Money Laundering

Many governments are concerned with Bitcoins being used for money laundering. Bitcoin transactions are publicly available, but people are not required to use their real information when creating an account. All Bitcoin transactions can be followed, and regardless of how much they are split, their origin can still be traced. This only helps someone find the account that originally held the Bitcoins, but not the person attached to that account. Given enough transactions, it becomes prohibitively difficult to prove two accounts are owned by the same person. It is also very easy to sell Bitcoins on an exchange at any time. These factors combine to make a very effective money laundering method.

Some services have started offering Bitcoin Mixing. These services take Bitcoins from people, shuffle them among several accounts, and then give Bitcoins back to the buyer that may or may not have originally belonged to them. This makes it harder to track the source of Bitcoins.1These mixing services are pretty blatant money laundering schemes, but they claim their purpose is to maintain privacy.

Governmental Response

In an effort to fight money laundering, the Department of Homeland Security seized the Dwolla account of the major bitcoin exchange, Mt Gox, for not registering as a money transmitting company.2 The US government has yet to take an official stance on Bitcoin but have been watching closely.
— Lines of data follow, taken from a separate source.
PR #177, opened 2021-08-17
Changes 'ADA Topics' to 'Topics'

brentryanjohnson:
Changes nav text, page heading, and homepage section heading to `Topics` from `ADA Topics`.

The need for concision in the nav list made me think that `ADA Topics` is increasingly redundant. We developed that term as a working label for the overlay content, but now that we have a wordmark and more surrounding content, it seems _possibly_ unnecessary. I'm certainly willing to be persuaded otherwise, but I thought I would send it up to a pull request in the meantime to generate a preview.

### DIFF
--- a/_config.yml
+++ b/_config.yml
@@ -45,7 +45,7 @@ google_site_verification: 34Ks265Uibpdda984RS0SxVABVZCdlVrdSp61pIdZQ8
 primary_navigation:
   - name: Home
     url: "/"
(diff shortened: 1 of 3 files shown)


kstitch7 (approved):

lauraponce (approved):
This seems like a good idea to me 👍  It works well in the nav and seems clear as the h1 on the page

PR #332, opened 2022-07-14
Parental rights overlay

c2nelson:
@vwilliamsn Take a look at the edits we discussed this morning.  Note that the link to the EC TA does not work.  We will have that page up before this one so it will work once it's live.


vwilliamsn:
@c2nelson - great job, this is looking really good. Can we check the font size on the accordion features.

vwilliamsn:
Looks good @c2nelson thanks for your work on this.  

2 quick questions:
1) Has the EC TA piece been fixed? 
2) Should I approve this now or wait until the picture has been added?

vwilliamsn (approved):
Great job, thanks @c2nelson

JackRyan1989:
@c2nelson Should the accordion that reads "Learn more about how the ADA protects others involved in the child welfare system who have a need for disability-related aids or services in order to communicate effectively—such as a relative or friend of a person seeking or receiving child welfare services." just be a link rather than an accordion? It's a really long title and the content within the accordion is very minimal.

PR #333, opened 2022-07-15
Moving Print Button JS over to wepback.

JackRyan1989:
The print-button.js script has been removed from the main.js file, and is now built by Webpack and pulled into the scripts.html template on it's own.

To Test:
1. Navigate to one of the pages in the 'Explore Featured Topics' section 
2. Click the "Print this page" button
3. Each page should print
4. Confirm there are no errors thrown to the console.

### DIFF
--- a/_assets/js/print-button.js
+++ b/_assets/js/print-button.js
@@ -1,14 +1,16 @@
-// Grab our print button:
-var printButton = document.getElementById('crt-page--printbutton');
-
-// Print function:
-function printPage() {
-    window.print();
-}
-
-// Assign an event listener - on click do this
-if (printButton) {
-    printButton.addEventListener('click', function(){
-        printPage();
-    });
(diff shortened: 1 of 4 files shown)


_assets/js/print-button.js
```diff
@@ -1,14 +1,18 @@
-// Grab our print button:
-var printButton = document.getElementById('crt-page--printbutton');
-
-// Print function:
-function printPage() {
-    window.print();
+const printButtonFunction = () => {
```
billyhunt, line 1: What do you think about changing this to "PrintButton" as its a component and function is implied?

billyhunt (approved):
Looks good to me.

_assets/js/print-button.js
JackRyan1989: Sure I'll change that back.

PR #351, opened 2022-08-08
Netlify Integration

billyhunt:
Add Netlify CMS to ADA.


billyhunt:
@JackRyan1989, I am getting a required field error when trying to save to the index page.

image

Should news be required?

JackRyan1989:
@billyhunt Good catch. Yeah, the News text should be required. It's the text for that section that displays when there are news items. Just wondering, but was there text in there already?

billyhunt:
It was not!

JackRyan1989:
@billyhunt Found the problem! The name field for the News widget was set to "News" instead of "news"

billyhunt:
Nice one!

JackRyan1989 (approved):
Looks good to me!

PR #352, opened 2022-08-08
Parking tag is now functional

JackRyan1989:
(Ticket)[https://github.com/usdoj-crt/beta.ADA.gov-Project-Management/issues/525]

## What does this change?

'parking' has been added as a tag to the data.yml and constants.js files to allow for tagging of parking related topics. 

## Checklist:

- [ ] Open the Preview link 
- [ ] Navigate to the resources page
- [ ] Confirm that only the Restriping Parking page appears when you select the 'Parking' tag from the drop down list.


c2nelson (approved):
thanks!

PR #354, opened 2022-08-10
Aria live region update for resources page

JackRyan1989:
I added aria-live=polite to explicitly make the live region on the Resources page polite. On mobile the screen reader has been announcing the number of search finds in the middle of other content on the page, I would like it to stop interrupting as we have it on desktop.


c2nelson (approved):
thx.

PR #372, opened 2022-08-19
Update optional fields add public directory for images

billyhunt:
Can you make sure the optional fields looks right to you and see that update and creates with images are working?


JackRyan1989 (approved):
The public directory works for images. 

The first screen shot here shows the image in the preview page, and the second screenshot shows the image appearing in the CMS.

Screen Shot 2022-08-22 at 7 36 43 AM
Screen Shot 2022-08-22 at 7 36 55 AM

PR #374, opened 2022-08-22
Medcare ta

c2nelson:


JackRyan1989:
@c2nelson the images that you have placed in tables, these are figures on the legacy site, right? We should make sure we adhere to a single design for figures. We should have @chinelo-ikejimba or @beckyslogeris confirm the design is ok because we'll need to copy that design on the Design Standards for those figures.

vwilliamsn:
Ok, please let me know when the image placement has been reviewed, so I can approve this pull request.

chinelo-ikejimba:
@c2nelson @vwilliamsn @JackRyan1989 @beckyslogeris 

Following notes on #375

Suggested design notes
Let's follow the figure and image working format in the 1991 Design Standards with the following guidelines:
- no border around figures/images
- caption placed in body text beneath the figure/image

vwilliamsn (changes requested):
This is looking great, thanks for your work on this @c2nelson.  

Two small changes - check the images under the following sections:
*Under Ceiling Mounted Lift
*Radiologic Equipment

c2nelson:
@vwilliamsn all set

vwilliamsn:
Looking good @c2nelson! 

Would you please check the image under 'Free Standing Overhead Lifts'.  I think this is the picture that should be there:
image

1. Free-standing overhead track lift systems function like ceiling-mounted lifts and do not require modifications to existing construction.
2. While not as portable as floor lifts with wheels, these lifts are movable and can be relocated as needs or services change.
3. An overhead lift does not require the additional maneuvering space needed by a portable floor lift.

vwilliamsn (approved):
Thanks for your work on this @c2nelson!

PR #381, opened 2022-09-02
Back to Top links for Design Standards pages - [WIP]

JackRyan1989:
### What does this change? 

This feature adds back to top button that appears in the bottom right hand side of the screen for mobile and tablet users.

1. Accessibility - flag for Terri to review after 1-3 is done. - APPROVED

### Testing
1. Confirm that the button only appears on the 1991 Design Standards page and no where else.
2. Confirm that the button only appears on the 1991 DS page on Tablet and Mobile viewports (<1024 px wide)
3. The button should not appear if the table of contents are in view
4. The button should not appear if you are initially scrolling down
5. The button should appear if you are below the TOC and are scrolling up, then should stay visible until you reach the top of the screen again.


c2nelson (commented):
Plugin looks good. This is going to be so useful!

beckyslogeris (commented):
@JackRyan1989 - Here's my 2 cents!

Overall it looks good (styling is correct & it's usable), but if we had more time I wonder if we could come up with a more elegant design solution.

My nit picky concerns:
- It feels redundant in places where the sections are shorter (or just a header)
- It doesn't help when you're lost in a sea of text for longer sections
- It might be annoying for screen readers (total assumption)

A few thoughts:
- Could we do a sticky "back to the top" button in the bottom right corner of the page?
[Screen Shot 2022-09-02 at 3 45 16 PM](https://user-images.githubusercontent.com/101133071/188226616-b9017c6a-64ef-47a8-9d62-6638f7a648a3.png)
- Wondering if the left hand navigation is enough?

All of that to say - I totally understand if there isn't time or if this isn't a priority. (Or if a decision was made in previous conversations that I missed!) Let me know if you want to chat at all next week.

JackRyan1989:
@beckyslogeris I'm starting to agree after building this out. My original hesitancy around a floating 'Back to Top' button was that it might not necessarily be the most accessible solution. Even though the button follows the user down the screen, it stays in the same place in the markup, so for screen readers its only in one spot, and it might be very far away in the markup from where they are.

That said, after adding a bunch of 'Back to Top' links, I think it might get really annoying for screen reader users. Especially if someone uses features that list all the links and headings. They'll see that link over and over again. 

I can make both, and we can directly compare them and have Terri weigh in about the accessibility of each solution.

beckyslogeris:
@JackRyan1989 - sounds good! I was also doing some research on screen readers and it seems like most of them have a built in "back to top" function - but Terri would definitely be the best person to ask!

JackRyan1989:
That totally makes sense! Thanks for looking into that @beckyslogeris

JackRyan1989:
@beckyslogeris Should the back to top button in your mock design always be visible? Even when the user is at the top of the page? Or should it only be visible when the user scrolls down?

beckyslogeris:
@JackRyan1989 - I think it should pop up when the user scrolls down. 

One idea from from NN/g is to even have it pop up only when someone indicates that they want to scroll up - "Consider delaying the appearance of a Back to Top option until after users scroll a few pages AND indicate that they want to scroll up (e.g., move the scroll bar up, flick up on the page).  Thus, the button appears only when it is most likely needed, without covering up important parts of the screen the rest of the time." [Back-to-Top Button Design Guidelines
](https://www.nngroup.com/articles/back-to-top/)

Thoughts?

JackRyan1989:
@beckyslogeris I like the guidelines. They intuitively make sense to me. I have done my best to implement the guidelines here. Check the functionality on tablet width, as there is some page content that overflows on mobile, which is another thing we should think about tackling later.

I left in the back to top links under each heading for comparison and for accessibility review, but I suspect they will be removed in favor of the button.

JackRyan1989:
@beckyslogeris can you check this URL and let me know if the button matches your UX suggestions? https://federalist-1716bf9c-dd79-4d96-8285-6e56dc391b84.app.cloud.gov/preview/usdoj-crt/beta-ada/jr/back-to-top-link/law-and-regs/design-standards/1991-design-standards/

Also let me know if you'd like to meet about this.

beckyslogeris:
@JackRyan1989 - I'm not seeing it on my end...

JackRyan1989:
@beckyslogeris you have to shrink the screen to a tablet width. One way to do this is to right-click on the screen and select 'Inspect', then click the small phone icon in the dev tools upper edge. 

https://developer.chrome.com/docs/devtools/device-mode/

beckyslogeris:
Gotcha, thanks! This is what it looks like...

[Screen Shot 2022-09-07 at 4 48 21 PM](https://user-images.githubusercontent.com/101133071/188975391-d785ecaa-457a-4440-9c8f-4ec6c67d38a8.png)

beckyslogeris:
@JackRyan1989 - got it! Looks great!

JackRyan1989:
Review by Terri complete. Button is approved. Next steps: remove Ruby code for back to top links. Get JavaScript reviewed by @billyhunt

JackRyan1989:
Note to self: Remove 1991 Design Standards page before merging.

_assets/js/utils/backToTop.js
```diff
@@ -0,0 +1,73 @@
...
+  button.classList.remove(noDisplay);
+};
+const hide = () => {
+  button.classList.add(noDisplay);
+  button.classList.remove(blockDisplay);
+};
+
+// Function to check scroll position, set flags for scrolling up, and for calling toggleShow
+const checkYPos = () => {
+  console.log('checking pos...')
```
billyhunt, line 36: Should be removed?

_assets/js/utils/backToTop.js
```diff
@@ -0,0 +1,73 @@
...
+const button = document.getElementById(buttonId);
+// Class Names:
+const blockDisplay = 'mobile:display-block';
+const noDisplay = 'mobile:display-none';
+// Target element for intersection observer:
+const topElement = 'crt-page--sidenav';
+const observerTarget = document.getElementById(topElement);
+// Observer Options:
+const options = {
+  root: null,
```
billyhunt, line 19: Whats this for?

_assets/js/utils/debounce.js
```diff
@@ -0,0 +1,13 @@
+// Adapted from Josh W. Comeau: https://www.joshwcomeau.com/snippets/javascript/debounce/
+
+const debounce = (callback, wait) => {
+    let timeoutId = null;
```
billyhunt, line 4: do you need this variable?

billyhunt (commented):
Just a couple of tiny things.  Otherwise looks really good!

_assets/js/utils/backToTop.js
JackRyan1989: Yes! Good catch.

_assets/js/utils/backToTop.js
JackRyan1989: The options are for the intersection observer. They define what to observe, root:null means check for intersection with the entire viewport, root margin means don't add any margin around the target element, and threshold of 1 means make sure 100% of the target intersects with the viewport before firing the callback.

_assets/js/utils/debounce.js
JackRyan1989: Yes, because it used to establish a timeout before firing the callback. See line 7.

billyhunt (approved):
Looks good to me!

PR #385, opened 2022-09-06
New markdown widget for creating html figures

JackRyan1989:
### What does this change?

This adds a new mark down widget that allows users to add in figures and figure captions.
You can still add figures using standard HTML. But this syntax is a little shorter. 
To use it:

{% figure %}
This can be whatever figure content you want. Add images like so:
{% assets path-to-image alt="alt text" %}
{% endfigure %}

If you want to add a caption, do it like so:

{% figure %}
This can be whatever figure content you want. Add images like so:
{% assets path-to-image alt="alt text" %}
{% figcaption %}
Some text!
{% endfigcaption %}
{% endfigure %}

If you want to add a title to your figure, add it like this:

{% figure MyTitle %}
This can be whatever figure content you want. Add images like so:
{% assets path-to-image alt="alt text" %}
{% figcaption %}
Some text!
{% endfigcaption %}
{% endfigure %}

### DIFF
--- a/_assets/js/utils/constants.js
+++ b/_assets/js/utils/constants.js
@@ -13,7 +13,8 @@ const TAGS = [
   'effective-communication',
   'parking',
   'medical-care',
-  'mobility-devices'
+  'mobility-devices',
+  'child-care'
 ];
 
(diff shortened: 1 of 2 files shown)


c2nelson (approved):
thumbs up!  thanks, jack.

This is not unexpected as official policy usually takes a great deal of time, but individual agencies have put out guidelines for dealing with Bitcoins.

One of the primary goals of the Treasury's Financial Crimes Enforcement Network (FinCEN) is to combat money laundering. This goal has caused FinCEN to state that exchanges for Bitcoins are subject to the same rules as other money service businesses while the individuals using them are not.3 These rules require the exchanges to keep records, file reports, and take other precautions against financial crime, money laundering, and terrorism.4FinCEN have also shutdown at least 3 Bitcoin exchanges for failing to follow anti-money laundering regulations.

The DEA has also seized Bitcoins in the course of their duties. The person whose Bitcoins were seized had used Bitcoins in an attempt to purchase illegal drugs. The DEA may not have an official policy regarding Bitcoins because the seized Bitcoins could have been simple evidence collection.

The government’s movements to regulate Bitcoins are a fairly recent occurrence. New regulations will likely be made to better deal with the unique circumstances of Bitcoins. It is hard to predict what the new regulations may be, or what the results of those potential regulations will be.